News   Contact: Meieli Sawyer
From Medytox Solutions, Inc.   The Weinbach Group, Inc.
For Immediate Release   (305) 668-0070
    msawyer@weinbachgroup.com

 

INTEGRATED HEALTHCARE COMPANY, MEDYTOX SOLUTIONS, INC., NAMES NEW COO

 

Samuel R. Mitchell, Jr., MBA, MHA, To Oversee Day-To-Day Operations

 

West Palm Beach, FL – February 18, 2015 – Medytox Solutions, Inc., which owns and operates clinical laboratories and healthcare technology companies, announced today that it named Samuel R. Mitchell, Jr., chief operating officer. As COO, Mr. Mitchell will work to streamline performance throughout the Medytox family of companies headquartered in West Palm Beach. He will also oversee quarterly and annual financial goal management.

 

Drawing on over a decade of healthcare industry experience, Mr. Mitchell joins Medytox at a time of rapid growth facilitated by multiple strategic acquisitions and increased sales at the company’s diagnostic division.
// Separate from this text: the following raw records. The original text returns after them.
PR #3499, opened 2026-03-08
Add tessera embeddings notebook

enomis-dev:
This PR introduces an exploratory notebook demonstrating a complete workflow for training TorchGeo models using Tessera embeddings for pixel-wise classification tasks.

The notebook covers:
- download of tessera embeddings
- data preparation with TesseraEmbeddings torchgeo RasterDataset and samplers
- training classical ML linear model for crop type classification
- training simple deep learning model for crop type classification
- evaluation and visual analysis

Closes #3469
Blocked by https://github.com/torchgeo/torchgeo/pull/3828

PR #3515, opened 2026-03-15
Add PixelDatasetWrapper

Isabelle-Wittmann:
Introduces a `PixelDatasetWrapper` to support pixel-based workflows, particularly useful for embedding-based pipelines.

`PixelDatasetWrapper` is a lightweight wrapper around an existing GeoDataset that:
* returns pixel-level samples (C,) instead of patch samples (C, H, W)
* renames image / mask to pixel / label to better reflect pixel-based learning workflows
* optionally handles `ignore_index` by retrying sampling when ignored labels are encountered (bounded by `max_attempts`)

While similar workflows are technically possible using existing datasets together with e.g. RandomGeoSampler(size=1), you still need to manually extract pixels from (C,1,1) patches, implement ignore logic, and often write a custom collate_fn. This wrapper should provide a clearer and more convenient interface for pixel-based workflows.

For example, in workflows such as #3499 this simplifies the pipeline to:

```
from torchgeo.datasets import TesseraEmbeddings, CDL, PixelDatasetWrapper

dataset = TesseraEmbeddings(path) & CDL(paths="./data", years=[2024])
pixels = PixelDatasetWrapper(dataset)

loader = DataLoader(
    pixels,
    sampler=RandomGeoSampler(dataset, size=1, length=5000),
    batch_size=64,
)

for batch in loader:
    x = batch["pixel"]  # (B, C)
    y = batch["label"]  # (B,)
```

Happy to also add docs if this is considered a useful addition :) 

## Summary by CodeRabbit

* **New Features**
  * PixelDatasetWrapper added to the public API: allows extracting pixel-level samples from geospatial datasets, returns a single pixel and label, warns when patches are larger than 1x1, supports ignoring specific label values and configurable retry behavior.

* **Tests**
  * Added comprehensive tests covering normal and edge cases: non-1x1 patches, ignore-index handling, retry behavior, length passthrough, 3D mask handling, and error conditions when retries fail.


adamjstewart:
Thanks for the PR!

Can't say I fully understand how it works. It seems like it just converts a dataset from returning an image to only returning a single pixel per image? So we would still have heavy I/O and load entire images at a time, but we wouldn't use most pixels in the image and therefore miss a lot of locations during GridGeoSampler?

I also thought about this, specifically for using models like Presto for semantic segmentation. I think there are 3 different places we could handle this:

1. In the dataset: similar to this PR, but iterate over all pixels and yield instead of return
2. In the sampler: basically same as `size=1` with our existing samplers, kinda slow unless you use RandomBatchGeoSampler
3. In the trainer: iterate over all pixels during model usage

I like 3 because it's fast, but would require more custom code. 2 and 1 are also nice because they would be compatible with the Classification1DTask I'm planning on writing. We may need logic in the trainer that basically says "if BxCxHxW and HxW are both 1, then use BxC. I think that's what you're actually going for here?

Isabelle-Wittmann:
Hi, thanks! In its current form the Wrapper is intended to be combined with a Sampler that returns 1x1 patches otherwise it throws a warning to make users aware of exactly such I/O inefficiencies. Originally, I also had a PixelSampler added, but as that really boils down to setting` size=1` on any patch sampler, I didn't see value in adding that.

I tested it in a use case where I used samplers with `size=1` for train and val (to train on _sparse_ pixel points), and then I used a large patch without the PixelWrapper for dense inference (If we end up pushing something like this, we could also unify to have a similar dense inference pixel wrapper).

The main value I see in the current PR is: a) Clearer interface, b) handles the [c,1,1] > [c] reshape + filtering for invalid labels, which makes train loops simpler (no reshapes, or varying batch sizes, see the Tessera sample notebook).

I think,
1) has the disadvantage that you want to use most embedding datasets for both patch and pixel-style training. We can add a second wrapper that does what you are describing: Take dense patches and return them as pixels. I think a wrapper is cleaner for this than doing it on dataset level
2) That's essentially what I'm doing right now, sampler size=1 + wrapper for additional convenience. You're right about the speed though, maybe we can cache sparse embedding vectors for such trainings?
3) That also makes a lot of sense, the two issues I see here: do most people use Trainers right now, or rather the dataset and samplers standalone? The advantage of not having it in a trainer, is that you can much simpler combine it with random forests, linear probes etc. on top, and don't have to use trainers.

... to sum up again, I think its important to distinguish two workflows here:
- sparse pixel training: My PR addresses this, but this is generally slower because of pixel_count-times raster reads 
- "dense" pixel training: take larger image patches and transform to pixel-label pairs, less raster reads, but maybe less diverse training sets, def. useful for dense inference

would be nice if both would be covered, or what do you think?

adamjstewart:
> handles the [c,1,1] > [c] reshape + filtering for invalid labels, which makes train loops simpler (no reshapes, or varying batch sizes, see the Tessera sample notebook).

To counter this, instead of maintaining these 250 lines of code, we could instead maintain 1 line of code in the trainer:
```
image = einops.reshape(image, 'c 1 1 -> c')
```

> do most people use Trainers right now, or rather the dataset and samplers standalone?

I have no idea. I suspect that trainers are more common for benchmark datasets and less common for geospatial datasets, but don't know the overall user body. We should consider having annual user surveys and include this in a questionnaire.

> The advantage of not having it in a trainer, is that you can much simpler combine it with random forests, linear probes etc. on top, and don't have to use trainers.

This is a very good point. I was considering writing trainers for these, but 1) it may not make sense to have sklearn support in _Torch_ Geo, and 2) it defeats the purpose since Lightning is kinda like an sklearn wrapper anyway. @calebrob6 may have opinions here.

Isabelle-Wittmann:
Yes, I get that, and happy to solve this like this/with less new code 👍 Just to mention two other points I've found  convenient in my workflow: 
- You can pass a Sampler to the wrapper + plus an ignore label, and it gives you consistent batch-sized, valid-label samples, especially in real-world dataset settings this is useful as you avoid impact of non-valid label datapoints on the training due to a varying number of datapoints that contribute to your loss in each gradient step. (Which I would argue is more important for low sample number pixel workflows, than dense patch training) 
- If we end up adding more functionalities for this, it could be nice to establish a pixel/label return instead of image/mask

adamjstewart:
> it could be nice to establish a pixel/label return instead of image/mask

This reminds me, "pixel" is not compatible with any Kornia augmentations, that's why we use "image" instead. "C" isn't compatible either, only "C x 1 x 1". Of course, there aren't too many augmentations you would want to use in single-pixel workflows. Maybe just normalization and occasionally color jitter.

Isabelle-Wittmann:
Ok, good to know! How about I instead add the Wrapper logic as a tutorial notebook for now?

adamjstewart:
Let me think on it for a couple days. I'm currently in the process of redesigning our samplers and trainers for time series support. There's a chance that this could be part of that refactor.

In previous roles, he served in executive leadership positions for multi-site, multi-specialty medical groups including pharmacy and laboratory services and academic medical groups, and previously served as an assistant administrator at a full-service hospital.

 

“Sam’s knowledge and experience in the healthcare sector is a valuable addition to our executive team at this important time in our development,” said Seamus Lagan, CEO of Medytox Solutions, Inc. “He knows how to improve efficiency and delivery of our business strategy. That makes him a tremendous asset to Medytox.”

 

Mr. Mitchell earned two master’s degrees from Nova Southeastern University in Davie, Florida: a Master of Business Administration and a Master of Health Administration. He is currently pursuing a Ph.D. in Health Care Administration from Nova Southeastern University. He lives in Wellington, Florida.

 

About Medytox Solutions, Inc . Medytox (OTCBB:MMMS) is a holding company that owns and operates businesses in the medical services sector, including clinical laboratory blood and urine testing services. It operates six laboratories throughout the U.S. with a particular emphasis in the provision of drug toxicology and monitoring pain medication utilization. Clients include physicians, clinics and rehabilitation facilities throughout the United States.